Originally Posted by
Thorne
No, science claims only that there is no evidence for an afterlife.
Now you speak for all Science? Didn't think so, some scientists are exploring such things.
EVERY religion claims the existence of an afterlife without any evidence.
The evidence is right there in front of your face everytime you open your eyes.
Science's sole claim is that a lack of evidence for the existence of something is NOT equivalent to evidence FOR it's existence.
Actually science can't by your definition claim anything about god one way or the other becuase it lacks the ability at present to make a proper experiement.
How do we know there are no dragons? (Apart from the Kimodo variety.)
We dont.
How do we know there are no unicorns, or centaurs, or any of zillions of other made-up creatures and places?
They actually know where the unicorn myths were drawn from, and we even have some today though they are not horses with horns.
Can we prove that Burroughs' Barsoom does not exist on Mars?

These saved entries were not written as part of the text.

PR #358, opened 2025-08-19
Im/fix pagination in get spans

mcgrawia:
Fixing two bugs the query spans API:
1. previously, the API did a full table scan to fetch all trace IDs for a task
2. previously, the API paginated the trace IDs based on the random order returned from the DB

Now, the API only retrieves the most recent N trace IDs and paginates them using the same filters and sorts as the traces.

### DIFF
--- a/.github/workflows/arthur-engine-workflow.yml
+++ b/.github/workflows/arthur-engine-workflow.yml
@@ -255,13 +255,11 @@ jobs:
         run: |
           cd ml-engine
           docker build -t arthurplatform/ml-engine:${{ env.VERSION }} .
-          echo "Pushing paused temporarily..."
-          exit 0
           docker push arthurplatform/ml-engine:${{ env.VERSION }}
-          if [ "${{ github.ref }}" = "refs/heads/main" ]; then
-            docker tag arthurplatform/ml-engine:${{ env.VERSION }} arthurplatform/ml-engine:latest
-            docker push arthurplatform/ml-engine:latest
-          fi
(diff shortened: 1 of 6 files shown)


genai-engine/src/repositories/span_repository.py
```diff
@@ -192,35 +198,85 @@ def query_spans_with_metrics_as_traces(
...
+        if end_time:
+            conditions.append(DatabaseSpan.created_at <= end_time)
 
-        return paginated_trace_ids if paginated_trace_ids else None
+        # Use a subquery to get the earliest span time for each trace
+        # This ensures we order traces by their start time (earliest span)
+        earliest_span_subquery = (
+            select(
+                DatabaseSpan.trace_id,
+                func.min(DatabaseSpan.created_at).label("earliest_time")
```
videetparekh, line 263: This should probably be `DatabaseSpan.start_time`

mcgrawia: I debated that as well, but saw the spans query already uses `created_at` for filtering on the final list: https://github.com/arthur-ai/arthur-engine/blob/cd0382fc0b5094d481082577675f69b70abc1797/genai-engine/src/repositories/span_repository.py#L559-L563

videetparekh: I would consider that a bug as well. The created at time is when the spans are received by GenE, not when they're created, so that might cause weirdness where you Traces get interchanged because one trace was delayed when sending, even though it was first.

mcgrawia: updated to use `start_time` but let me know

Not until we go there with more than a few robots.
There is no way to prove that any of these things do NOT exist. But that doesn't make them real, regardless of how many people "feel" they do.
It also doesnt make them just a fantasy or made up story or any other derogative associative adjetive you want to use.

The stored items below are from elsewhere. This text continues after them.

PR #363, opened 2025-08-20
UP-2945 Api Consolidation

martin-arthur-ai:


ml-engine/src/ml_engine/tools/api_client_type_converters.py
```diff
@@ -128,6 +135,15 @@ def new_rule_request_api_to_shield_client(
             config=Config(cls.rule_config_api_to_shield_client(api.config)),
         )
 
+    @classmethod
```
alexshanabrook, line 138: curious, why did these need to be added?

ml-engine/src/ml_engine/job_executors/task_management_job_executors.py
```diff
@@ -154,7 +156,7 @@ def upload_final_task_state(self, model_id: str, task: TaskResponse) -> None:
         self.tasks_client.put_task_state_cache(
             model_id=model_id,
             put_task_state_cache_request=PutTaskStateCacheRequest(
-                task=ScopeClientTypeConverter.task_response_api_to_scope_client(task),
+                task=task,
```
alexshanabrook, line 159: I'm still curious how this is working. It seems to me like even though arthur-common is shared, since the OpenAPI generation happens outside of arthur-common, we probably still have 2 different types for each shared object between arthur-client and the genai-client. I wonder if this is the cause of the failing model task management integratino test? Or maybe I'm missing something about how the change in arthur-common adds support for this

ml-engine/scripts/openapi_client_utils.sh
```diff
@@ -50,7 +50,19 @@ if [[ "$purpose" == "generate" ]]; then
     openapi-generator-cli generate -i ../../genai-engine/staging.openapi.json --skip-validate-spec -g "python" -o ../src/genai_client --package-name genai_client -p packageVersion=$version
 fi
 
+if [[ "$purpose" == "generate-common" ]]; then
```
alexshanabrook, line 53: do you mind documenting this usage in the README? it seems like you're adding new functionality to this script?

genai-engine/src/api_changelog.md
```diff
@@ -2,6 +2,12 @@ The intention of this changelog is to document API changes as they happen to eff
 
 ---
 
+# 09/03/2025
+- **CHANGE** for **URL**: /v1/span/{span_id}/metrics  added the optional property 'span_name' to the response with the '200' status
```
alexshanabrook, line 6: do these changes have to happen in this PR? Should we have Videet review them? I went through all of the code and totally missed where these are added so I might not be the right person

In general, it might have been easier to keep this as a separate MR—it makes it easier to review & iterate on

genai-engine/staging.openapi.json
```diff
@@ -1359,6 +1379,16 @@
                                     }
                                 },
                                 "example5": {
+                                    "summary": "Hallucination Rule V1 Example (Deprecated)",
```
alexshanabrook, line 1382: how did this get added back in? It seems like it might have not existed as an example before since it's been deprecated?

genai-engine/src/api_changelog.md
martin-arthur-ai: My pipeline fails without running the changelog and getting these additions. They're from some other branch, but they're coming up as required in mine. I would love to not have to do this.

ml-engine/src/ml_engine/job_executors/task_management_job_executors.py
martin-arthur-ai: genai engine imports taskresponse from athur-common, and it gets added to the generated spec. No conversion is necessary anymore.

genai-engine/src/api_changelog.md
videetparekh: This happened because the changes from the DB optimizations branch were copied over here, but the changelog hadn't been updated yet. The changelog is eternally finnicky, but I don't think this is a big deal.

genai-engine/staging.openapi.json
martin-arthur-ai: Figured this out. I used the NewMetricRequest version that was up-to-date code wise, but it had the outdated examples. This will have to be changed in arthur-common

genai-engine/changelog.py
```diff
@@ -83,7 +83,7 @@ def generate_new_openapi(path: str) -> None:
 
 
 def main():
-    path_directory = os.path.dirname(os.path.abspath(__name__))
+    path_directory = os.path.dirname(os.path.abspath(__file__))
```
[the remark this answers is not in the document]
martin-arthur-ai: I changed it back because it stopped working for me again.

ml-engine/src/ml_engine/job_executors/task_management_job_executors.py
alexshanabrook: Right, but this is my understanding (please let me know if it's not yours):

1. We still have the arthur-common models being embedded in control plane routes: https://gitlab.com/ArthurAI/arthur-scope/-/blob/main/scope/app_plane/app/api_models/tasks.py?ref_type=heads#L31 As a result, when we generate the arthur-client from the control plane, we will generate bindings for the arthur-common models
2. We also have the arthur-common models embedded in GenAI engine routes. As a result, when we generate the genai-client from the GenAI engine, we will generate different bindings for the arthur-common models.
3. In the ML engine, it first receives these task requests from the control plane in the form of task creation job requests. These will have the type of the arthur-client generated bindings.
4. The ML engine then makes requests to the GenAI engine using these arthur-client generated bindings. However, this is what I expect to be incompatible—the ML engine still needs to parse these from the arthur-client generated models to the genai-client generated models. They'll have all of the same fields, but since they're coming from different Python packages, the interpreter & code will think we're passing an incorrect type.

Is that different from your understanding? I think if the model_task_management test is passing with this configuration we can decide that (4) is untrue & the code can handle the implicit conversion since all of the expected fields are present, but it seems like from your screenshot that test is not passing so this may be a place to look for the bug

genai-engine/src/api_changelog.md
alexshanabrook: @videetparekh  how did that get merged without the pipeline blocking it but it's blocking now? I want to make sure if there's an issue with the pipeline here we're fixing it—but will defer to you whether these changes are fine to merge with the notes in this PR

genai-engine/staging.openapi.json
alexshanabrook: cool—if it's not important to fix immediately can we ticket it?

alexshanabrook:
> Able to run integration tests. Most passing, with the failures unrelated to imports.
> 
> Screenshot 2025-09-04 at 17 39 00

@videetparekh can you confirm if these failures are expected from your perspective?

ml-engine/pyproject.toml
```diff
@@ -32,7 +32,7 @@ types-requests = "2.32.4.20250809"
 psutil = "7.0.0"
 pyarrow = "21.0.0"
 arthur-client = "1.4.1319"
-arthur-common = "^2.1.60"
+arthur-common = "^2.1.61"
```
alexshanabrook, line 35: @martin-arthur-ai mind removing the `^` here too please? we'll see the same issue as in the GenAI engine since we're not semantically versioning arthur-common

alexshanabrook:
all GenAI integration tests are passing apart from one, which is failing on main—so I don't think it needs to be resolved in this PR:
Screenshot 2025-09-09 at 5 07 59 PM

genai-engine/staging.openapi.json
alexshanabrook: Ticketed here: https://arthurai.atlassian.net/browse/UP-3053 
@videetparekh as you review, please confirm that we can just merge this & clean it up later since it just changes the examples & they're noted to be deprecated anyway

genai-engine/src/scorer/metrics/tool_selection/tool_selection.py
```diff
@@ -4,14 +4,14 @@
 from langchain_core.output_parsers.json import JsonOutputParser
 from pydantic import BaseModel, Field
 
-from schemas.common_schemas import LLMTokenConsumption
-from schemas.enums import MetricType, ToolClassEnum
+from arthur_common.models.common_schemas import LLMTokenConsumption
+from arthur_common.models.enums import MetricType
+from schemas.enums import ToolClassEnum
```
videetparekh, line 9: Any reason this was left in genai-engine? This could be used in the ML Engine for filtering.

genai-engine/staging.openapi.json
videetparekh: Yeah, we can remove this downstream. This has little impact.

genai-engine/src/services/metrics_integration_service.py
```diff
@@ -9,8 +9,9 @@
 from dependencies import get_metrics_engine
 from repositories.metrics_repository import MetricRepository
 from repositories.tasks_metrics_repository import TasksMetricsRepository
-from schemas.internal_schemas import MetricResult, Span
-from schemas.metric_schemas import MetricRequest
+from schemas.internal_schemas import Span
+from arthur_common.models.metric_schemas import MetricRequest
+from schemas.internal_schemas import MetricResult
```
videetparekh, line 14: Why is this broken into two imports from the same file?

genai-engine/tests/unit/scorer/test_tool_selection.py
```diff
@@ -3,10 +3,11 @@
 
 import pytest
 
-from schemas.common_schemas import LLMTokenConsumption
-from schemas.enums import MetricType, ToolClassEnum
+from arthur_common.models.common_schemas import LLMTokenConsumption
+from arthur_common.models.enums import MetricType
 from schemas.internal_schemas import MetricResult
-from schemas.metric_schemas import MetricRequest
+from schemas.enums import ToolClassEnum
```
videetparekh, line 9: Same as above

genai-engine/src/schemas/metric_schemas.py
```diff
@@ -1,39 +1,14 @@
...
-
-class QueryRelevanceMetric(RelevanceMetric):
-    """Inherits from RelevanceMetric. This class is left empty so that the openapi response schema remains the same as before, but we have a single source of truth for the relevance metric details."""
-
-
-class ResponseRelevanceMetric(RelevanceMetric):
-    """Inherits from RelevanceMetric. This class is left empty so that the openapi response schema remains the same as before, but we have a single source of truth for the relevance metric details."""
-
-
 class ToolSelectionCorrectnessMetric(BaseModel):
```
videetparekh, line 12: Any reason to leave this here? It's comparable to the Relevance Metrics, so if they are in commons, this should be as well.

genai-engine/tests/unit/scorer/test_tool_selection.py
alexshanabrook: going to resolve as it's covered in ticket: https://arthurai.atlassian.net/browse/UP-3057

genai-engine/src/schemas/metric_schemas.py
alexshanabrook: also covered in this fast follow ticket: https://arthurai.atlassian.net/browse/UP-3057

videetparekh (approved):

PR #369, opened 2025-08-21
Update port for inter-container comms

videetparekh:


deployment/docker-compose/arthur-engine/docker-compose.yml
videetparekh, line 1: See that DB now runs on 5435, but since genai-engine is running on the same network, it communicates via `db:5432`

jdbarthur (approved):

Basically, when a theist says, "There IS an afterlife" he's saying that he BELIEVES there is an afterlife, despite the fact that there is no actual evidence of it.
Or he or she is saying that they know there is and you simply refuse to accept their conviction.

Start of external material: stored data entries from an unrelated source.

PR #400, opened 2025-08-27
Bake the latest AWS RDS global cert bundle

ntatsumi:
AWS users are one of the primary Arthur Engine users. Some of them are in air-gapped environments where they do not have easy access to download the Postgres SSL certs. Instead of having no certs file as a start, this change provides AWS RDS global cert bundle as the default when you don't specify the `POSTGRES_SSL_CERT_DOWNLOAD_URL` envar.

### DIFF
--- a/genai-engine/dockerfile
+++ b/genai-engine/dockerfile
@@ -1,9 +1,8 @@
 ################################################################################
 #                                                                              #
-#             Build GenAI Engine on slim-bookworm images for cpu and gpu             #
+#       Build GenAI Engine on slim-bookworm images for cpu and gpu             #
 #                                                                              #
 ################################################################################
-
 
 # TORCH_DEVICE must be either "cpu" or "gpu"
 ARG TORCH_DEVICE=cpu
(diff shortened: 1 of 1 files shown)


genai-engine/dockerfile
```diff
@@ -52,18 +50,20 @@ COPY .env /app/
 ARG ENABLE_TELEMETRY=false
 RUN echo "TELEMETRY_ENABLED=${ENABLE_TELEMETRY}" >> /app/.env
 
+# Download AWS RDS global certificate bundle
+RUN apt-get update && apt-get install -y curl && \
+    curl -o /app/postgres-cert.pem https://truststore.pki.rds.amazonaws.com/global/global-bundle.pem
```
jdbarthur, line 55: This looks good. Do you want to add cleanup lines to the command? I think it's like:

&& \
    apt-get clean && \
    rm -rf /var/lib/apt/lists/*

ntatsumi:
@jdbarthur The .pem file gets copied into the final layer with this command:
https://github.com/arthur-ai/arthur-engine/blob/b228865915584fabd271957d5ab76b0aa33fc296/genai-engine/dockerfile#L85

PR #427, opened 2025-09-05
UP-3006: ML Engine Dev Doc Enhancements

alexshanabrook:
Jira ticket: https://arthurai.atlassian.net/browse/UP-3006


ml-engine/scripts/install_db_dependencies.sh
```diff
@@ -0,0 +1,65 @@
+#!/bin/bash
+
+# Database Dependencies Installation Script for ML Engine (macOS Only)
+# This script installs system dependencies required for:
+# - psycopg (PostgreSQL)
+# - pymysql (MySQL)
+# - pyodbc (ODBC)
+# - MSSQL connections
+
+set -e  # Exit on any error
```
alexshanabrook, line 10: @iabouhashish I moved this script into the `scripts` directory but also removed the information it had about Oracle because I don't think it will be read & moved that documentation to the README. Would appreciate if you take a look at the changes & make sure they work for you too

alexshanabrook: Didn't realize that changing the directory & the script at the same time would make the diff hard to read, sorry, but mostly I just removed everything oracle-specific from this

PR #440, opened 2025-09-08
chore(deps): update arthur-common to v2.1.61 and add openinference-se…

iabouhashish:
chore(deps): update arthur-common to v2.1.61 and add openinference-semantic-conventions v0.1.21

- Updated arthur-common dependency version in pyproject.toml and poetry.lock.
- Added new dependency openinference-semantic-conventions v0.1.21 in poetry.lock.
- Refactored imports in multiple files to use new request and response schemas.


alexshanabrook:
> or actually, what I'm curious about here @alexshanabrook @jdbarthur is why the arthur-common dep merged into the arthur-engine w/o passing some sort of linting/tests that would have caught the dependencies were bad

Can you explain what you mean by why the arthur-common dep merged?

This work was in progress to be handled by Martin after he released breaking changes to arthur-common: https://github.com/arthur-ai/arthur-engine/pull/363 as part of the API consolidation effort. As far as I can tell, arthur-common wasn't auto-merged & ibrah raised this PR himself.

https://github.com/arthur-ai/arthur-engine/pull/363/files#r2325117479 : I already have this comment in that PR to change how we pin the version of arthur-common. Since we're not semantically versioning the releases, we need to specify specific versions, not any version above some tested version. Not sure if that helps with what you're referring to?

PR #458, opened 2025-09-12
add timeout for custom aggregation calculations

notthattal:
[Jira Ticket](https://arthurai.atlassian.net/browse/UP-2841)

- Add a timeout for the calculations of both default and custom aggregations
- Create two new environment variables 'ML_ENGINE_AGGREGATION_TIMEOUT' and 'ML_ENGINE_DEFAULT_THREAD_POOL_MAX_WORKERS' to specify how long the timeout should be and how many workers should be used (the latter of which has a default value set in code which is only overriden when the env var is > 0)
- Created a new unit test to verify the timeout error is raised and the message matches what is expected


ml-engine/src/ml_engine/job_executors/metrics_calculation_executor.py
```diff
@@ -280,12 +291,28 @@ def _calculate_metrics(
...
+                        init_args,
+                        aggregate_args,
+                    )
+                    metrics_to_add = future.result(
+                        timeout=ML_ENGINE_AGGREGATION_TIMEOUT,
+                    )
+
                 self._add_dataset_dimensions_to_metrics(metrics_to_add, aggregate_args)
                 metrics.extend(metrics_to_add)
+            except TimeoutError as exc:
```
alexshanabrook, line 309: Is there a reason we can't handle this by the `except Exception` below? It includes the `exc_info` of the original exception so it should still have the specifics that this was a `TimeoutError`. The idea with this try-except is that if one aggregation for a model fails, we still want to calculate all of the other aggregations before raising the error at the end (in a function that calls this one). That way if one aggregation is misconfigured, the other ones still produce metrics

ml-engine/src/ml_engine/job_executors/metrics_calculation_executor.py
```diff
@@ -45,6 +49,13 @@
 from tools.connector_constructor import ConnectorConstructor
 from tools.validators import validate_schedule
 
+ML_ENGINE_DEFAULT_THREAD_POOL_MAX_WORKERS = (
```
alexshanabrook, line 52: Curious, why was it important to add this support? It seems like since we're only calling one function instead of multiple in the `submit` function, we'll only ever have 1 used anyway?

ml-engine/src/ml_engine/job_executors/metrics_calculation_executor.py
notthattal: done [here](https://github.com/arthur-ai/arthur-engine/pull/458/commits/e47bd6aa275d75be55e310ccf5a4b9d38342d275)

notthattal:
> Member

Created partner MR [here](https://gitlab.com/ArthurAI/arthur-scope/-/merge_requests/1338)

alexshanabrook:
lgtm!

When a scientist, or an atheist, says "there is NOT an afterlife", he's saying that there is no rational reason to accept the existence of something for which there is no verifiable evidence.
And yet they allways seem to resort to being unreasonable and unrational themselves when debating it and again as for evidence, no amount will suffice to convience them otherwise.
Not even close. Religion flourishes in the perpetuation of ignorance, keeping the believers away from any knowledge that contradicts dogma.
Then why is it, that religions promote learning and wisdom?
Why is it all that lost knowledge about math and science and such from the classical era was preserved by the theologians (both muslim and christian) when it would have otherwise been lost to us?
Science flourishes by fighting ignorance, relishing knowledge, even if (one might even say, especially if) it contradicts scientific dogma.
Religion also flourishes in bringing people from the darkness of ignorance into the light of understanding. Even/ especially in some cases: if it contradicts current dogma's be they religious, scientific or philosophical in origins.
With a story! Regardless of how old or how well known the story is, it's still just a story! And when facts intervene and contradict the story, (and sometimes they confirm it) the historical reaction of most religions has been to slay the messenger, to perpetuate the story.
Nice excuse but hardely holds up to actual historical records, despite popular opinion the victor doesnt allways write the history.
Tradition may be nice for maintaining the status quo and molding conformity. But sooner or later you have to finally stand up and say, "The Emperor has no clothes!" Or the egg-head as no clue!
I'll grant you that. But it still tells them that there will be an afterlife, even though there is no evidence for such a thing. No evidence according to you perhaps.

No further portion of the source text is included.